Include inline citations [1], [2], etc. when referencing sources.
If context is insufficient, say so. Always cite sources."""),
            ("user", "Context:\n{context}\n\nQuestion: {question}")
        ])

        chain = prompt | self.llm
        response = chain.invoke({
            "context": "\n\n".join(context_parts),
            "question": query
        })

        return {
            "answer": response.content,
            "chunks": chunks
        }

    def query(self, question: str, filters: dict = None) -> dict:
        """Full RAG pipeline."""
        chunks = self.retrieve(question, filters=filters)
        return self.generate(question, chunks)

# Usage
rag = ProductionRAG()
num_chunks = rag.ingest(documents)
print(f"Indexed {num_chunks} chunks")

result = rag.query(
    "What is the vacation policy?",
    filters={"department": "HR"}
)
print(result["answer"])

Evaluation with RAGAS

RAGAS (Retrieval Augmented Generation Assessment) is the standard framework for evaluating RAG systems.
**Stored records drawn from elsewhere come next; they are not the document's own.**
PR #4848, opened 2026-02-07
Fix stability bugs and improve allocation performance

taylorconor:
A lot of somewhat unrelated small fixes and improvements in this PR -- I split it by commit to hopefully make it easier to review!

Stability fixes:
- Add NULL checks for grid_peek_line() in grid_string_cells and five sites in window-copy.c reachable during pane resize.
- Fix wrong TAILQ member in input_cancel_requests, use centry not entry.
- Move client keytable check before unref in key_bindings_remove_table.

Performance improvements:
- Use geometric (2x) growth for grid linedata and extended cell arrays instead of +1 reallocation.
- Batch runs of printable bytes in control mode output instead of per-byte evbuffer_add_printf.
- Do not call tty_attributes twice for single-width characters.
- Check log level before log_debug in tty_draw_line.
- Only set cursor position when needed in scrollbar drawing.
- Pre-grow extddata in grid_set_cells.
- Check event_pending before event_add in tty_add.
- Format layout change string once per window in control_notify_window_layout_changed instead of per client.
- Reuse format trees for subscriptions in control_check_subs_timer.
- Use offset tracking instead of strlcat in grid_string_cells.

### DIFF
--- a/control-notify.c
+++ b/control-notify.c
@@ -65,8 +65,11 @@ control_notify_window_layout_changed(struct window *w)
 		if (!CONTROL_SHOULD_NOTIFY_CLIENT(c) || c->session == NULL)
 			continue;
 		s = c->session;
-		if (winlink_find_by_window_id(&s->windows, w->id) != NULL)
-			control_write(c, "%s", cp);
+
+		if (winlink_find_by_window_id(&s->windows, w->id) == NULL)
+			continue;
+
+		control_write(c, "%s", cp);
 	}
 	free(cp);
 }
--- a/control.c
+++ b/control.c
@@ -1081,9 +1081,7 @@ control_check_subs_timer(__unused int fd, __unused short events, void *data)
 		case CONTROL_SUB_WINDOW:
 			control_check_subs_window(c, csub);
 			break;
-		case CONTROL_SUB_SESSION:
-		case CONTROL_SUB_ALL_PANES:
-		case CONTROL_SUB_ALL_WINDOWS:
+		default:
 			break;
 		}
 	}
@@ -1095,10 +1093,9 @@ control_check_subs_timer(__unused int fd, __unused short events, void *data)
 				ft = format_create_defaults(NULL, c, s, wl, wp);
 				RB_FOREACH_SAFE(csub, control_subs, &cs->subs,
 				    csub1) {
-					if (csub->type != CONTROL_SUB_ALL_PANES)
-						continue;
-					control_check_subs_all_panes_one(c,
-					    csub, ft, wl, wp);
+					if (csub->type == CONTROL_SUB_ALL_PANES)
+						control_check_subs_all_panes_one(
+						    c, csub, ft, wl, wp);
 				}
 				format_free(ft);
 			}
@@ -1111,10 +1108,9 @@ control_check_subs_timer(__unused int fd, __unused short events, void *data)
 			ft = format_create_defaults(NULL, c, s, wl, NULL);
 			RB_FOREACH_SAFE(csub, control_subs, &cs->subs,
 			    csub1) {
-				if (csub->type != CONTROL_SUB_ALL_WINDOWS)
-					continue;
-				control_check_subs_all_windows_one(c, csub, ft,
-				    wl);
+				if (csub->type == CONTROL_SUB_ALL_WINDOWS)
+					control_check_subs_all_windows_one(c,
+					    csub, ft, wl);
 			}
 			format_free(ft);
 		}
--- a/grid.c
+++ b/grid.c
@@ -939,10 +939,22 @@ grid_string_cells_us(const struct grid_cell *gc, int *values)
 	return (n);
 }
 
+static inline void
+grid_string_cells_cat(char *buf, size_t len, size_t *off, const char *s)
+{
+	size_t	slen = strlen(s);
+
+	if (*off + slen < len) {
+		memcpy(buf + *off, s, slen);
+		*off += slen;
+	}
+	buf[*off] = '\0';
+}
+
 /* Add on SGR code. */
 static void
-grid_string_cells_add_code(char *buf, size_t len, u_int n, int *s, int *newc,
-    int *oldc, size_t nnewc, size_t noldc, int flags)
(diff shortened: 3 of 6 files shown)


nicm:
Thanks.

440f0389e97b375ca3ae7cfc749aa0d929d4e2f9 - I don't see how the y can be out of range for most of these. Can you give more detail?

9308394ed70b40ed6280f2a455a06b833ad49fc9 - think this is right.

9dbb69fd6887b9d1e695e09a7b316135f7af05d5 - table is not dereferenced, so how is this a use-after-free?

a123ec2348fdfeaa778f832542141ce010309daf - screen_write_free_citem does not free ci so there is no use-after-free here (there is a case for renaming the function), and there is an unrelated change from fatal to log_debug here which we are not going to change.

1f7c96186c4325dfa5ca2840fd450f545ef0cd18 - no, unless you can show that the fatal are being hit in normal cases and why that is not a bug.

3ff557e7f462ca0d26be9c3b550ba3b71b45a1c6 - maybe, will look at this again

5215bc07a501d0e4f17dbd6bc2db06b0826828e7 - maybe

0755420dc45ebfed88a4ff9013ae00cd9464863a - think this is probably OK

ce8125b2f5eff1b1edf37751d5162aa2ed9b1ff4 - OK good idea

145ec9bd4387c058029dc2a8315d5be8eadf6ba4 - I don't think with an extra alloc is going to be enough of an improvement to be worth it

7282c7ea4acf69be7b12f7a56bfe7373134e5394 - maybe, will look at again

371845ec97dd74d1468ca80b18be29ba6ac8d133 - maybe

b74ae9d49e57b9a3ff5fdc6c1ca77a44e4f0c8ad - why is this better?

14edcfc683f5fd58d252145cabd59f4826fdc39a - I don't think this is worth it, format_draw is heavy enough this will probably be lost in noise  or have you numbers to show it is not?

db36df94fc9d57f8d7d0928098729719efd60f19 - probably yes

9ab1944baf38b6f84f4d3bd53b10ddc5201f50ff - maybe yes

3b882b75a80605126438964413fcb9f586ee76d0 - maybe, do you have numbers for this?

a7fba25456aa11e6243d2ab80aab31171be3a450 - I'll look at this again but my feeling is `grid_string_cells` is not a hot path so it's probably not worth the extra complexity

taylorconor:
Thanks for the review!
 
I've dropped the rejected commits (a123ec2, 1f7c961, 145ec9b) and I also dropped 14edcfc (lazy screen init) and 3b882b7 (compact threshold) since I don't have numbers for those and your intuition is a good enough signal to drop.

For the ones you had questions about:

440f038: grid_reflow during terminal resize rebuilds the grid and can change hsize+sy. Copy mode holds coordinates from before the resize: if a copy-mode operation runs afterward with the old y, it can be beyond the new hsize+sy and grid_peek_line returns NULL. The NULL return was already anticipated in grid_string_cells (the old code checked gl == NULL inside the loop), but the check was after the dereference a few lines above. The window-copy.c sites are the same pattern — stale coordinates after resize.

9dbb69f: Ah good point, "use-after-free" was wrong terminology; the pointer is compared not dereferenced. The real issue was that the TAILQ_FOREACH was outside the if (table != NULL) block. I've updated the commit message to just describe the code move.

b74ae9d: During a full redraw tty_add is called for every output chunk. After the first call the write event is already pending so subsequent event_add calls do redundant work inside libevent. event_pending is a cheaper check. Happy to drop if you don't think it's worth it!

nicm:
I've applied these to OpenBSD, they should be in GitHub later:

9308394ed70b40ed6280f2a455a06b833ad49fc9
9dbb69fd6887b9d1e695e09a7b316135f7af05d5
b74ae9d49e57b9a3ff5fdc6c1ca77a44e4f0c8ad
b515701172d16ba6b153479d2e196dff82ed511d
0755420dc45ebfed88a4ff9013ae00cd9464863a
5215bc07a501d0e4f17dbd6bc2db06b0826828e7

When they land can you please merge master into your MR so I can see what is left?

I don't think 7282c7ea4acf69be7b12f7a56bfe7373134e5394 will make much difference because `tty_cursor` shouldn't do anything if the cursor does not need to be moved. Is tmux actually emitting unnecessary cursor movement sequences? That seems like it would point to an error in `tty_cursor` or `tty_cell`.

taylorconor:
Done, thank you!

nicm:
OK I have applied:

https://github.com/tmux/tmux/pull/4848/commits/e85d74b482cb827142dbda90b12c1a4868730817

This one is already done:

https://github.com/tmux/tmux/pull/4848/commits/7ddcdbc3e18ca6e513076dfee6043d19120a15fa

I don't think this one is needed, `tty_cursor` should be a no-op if not needed and even if it does get through it should be cheap:

https://github.com/tmux/tmux/pull/4848/commits/1b0f5a1565b3ee27b32407dd112591418e046ad0

For https://github.com/tmux/tmux/pull/4848/commits/f2f35383125bbb28b3b1f2a7c220e3bd68188636 and https://github.com/tmux/tmux/pull/4848/commits/9984d4e4332882d5188d41be61feff9d9cc905f8:

- Firstly, they need an overflow check because we don't get it from `xreallocarray` anymore.

- Secondly, I think * 2 is maybe a bit aggressive. It seems like we could be wasting a lot of memory. Maybe it would be better just to add on 100 lines or so each time?

There are similar overflow errors in `cmd-list-keys.c` and `window_copy_stringify` which should both be using `xreallocarray`. `input_input` is OK on 64 bit platforms but could be wrong on 32 bit, it probably needs a check as well (which is realistically the only kind of platform where you will overflow before OOM anyway).

nicm:
I applied https://github.com/tmux/tmux/pull/4848/commits/d9b0022a4d8602cdcbb5bc807558b09ef5ab226d as well with some trivial changes, but I didn't test it because I don't have iTerm2 and I can't remember how control subs work and don't have time to figure it out :-/...

nicm:
Applied https://github.com/tmux/tmux/pull/4848/commits/17f33eef7c7c428233aacbefc39af7b3219b91ef as well.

It measures both retrieval quality and generation quality.

Retrieval Metrics

  • Context Precision

    Are retrieved chunks relevant to the question?

  • Context Recall

    Do retrieved chunks cover all needed info?

Generation Metrics

  • Faithfulness

    Is the answer grounded in the context?

  • Answer Relevancy

    Does the answer address the question?

# pip install ragas
from ragas import evaluate
from ragas.metrics import (
    context_precision,
    context_recall,
    faithfulness,
    answer_relevancy
)
from datasets import Dataset

# Prepare evaluation data
eval_data = {
    "question": [
        "What is the vacation policy?",
        "How do I reset my password?"
    ],
    "answer": [
        "Employees receive 20 days PTO annually [1].",
        "You can reset via the self-service portal [1]."
    ],
    "contexts": [
        ["Section 4.2: Employees receive 20 days PTO annually."],
        ["Password reset is available in the IT self-service portal."]
    ],
    "ground_truth": [
        "20 days paid time off per year",
        "Use the self-service portal"
    ]
}

dataset = Dataset.from_dict(eval_data)

# Run evaluation
results = evaluate(
    dataset,
    metrics=[
        context_precision,
        context_recall,
        faithfulness,
        answer_relevancy
    ]
)

print(results)
# Output:
# {'context_precision': 0.92, 'context_recall': 0.88,
#  'faithfulness': 0.95, 'answer_relevancy': 0.91}

Benchmark Targets

MetricAcceptableGoodExcellent
Context Precision> 0.70> 0.85> 0.95
Context Recall> 0.65> 0.80> 0.90
Faithfulness> 0.75> 0.90> 0.95
Answer Relevancy> 0.70> 0.85> 0.95

Key Takeaways

  • 1

    Chunking strategy matters most - Parent-child for long docs, semantic for topic-based, recursive for general use.

  • 2

    Metadata enables precision - Filter by source, date, department. Essential for multi-tenant and access control.

  • 3

    Citations build trust - Always cite sources. Users need to verify. Inline citations with source metadata.

  • 4

    RAGAS for evaluation - Measure faithfulness, relevancy, precision, recall. Target >0.85 for production.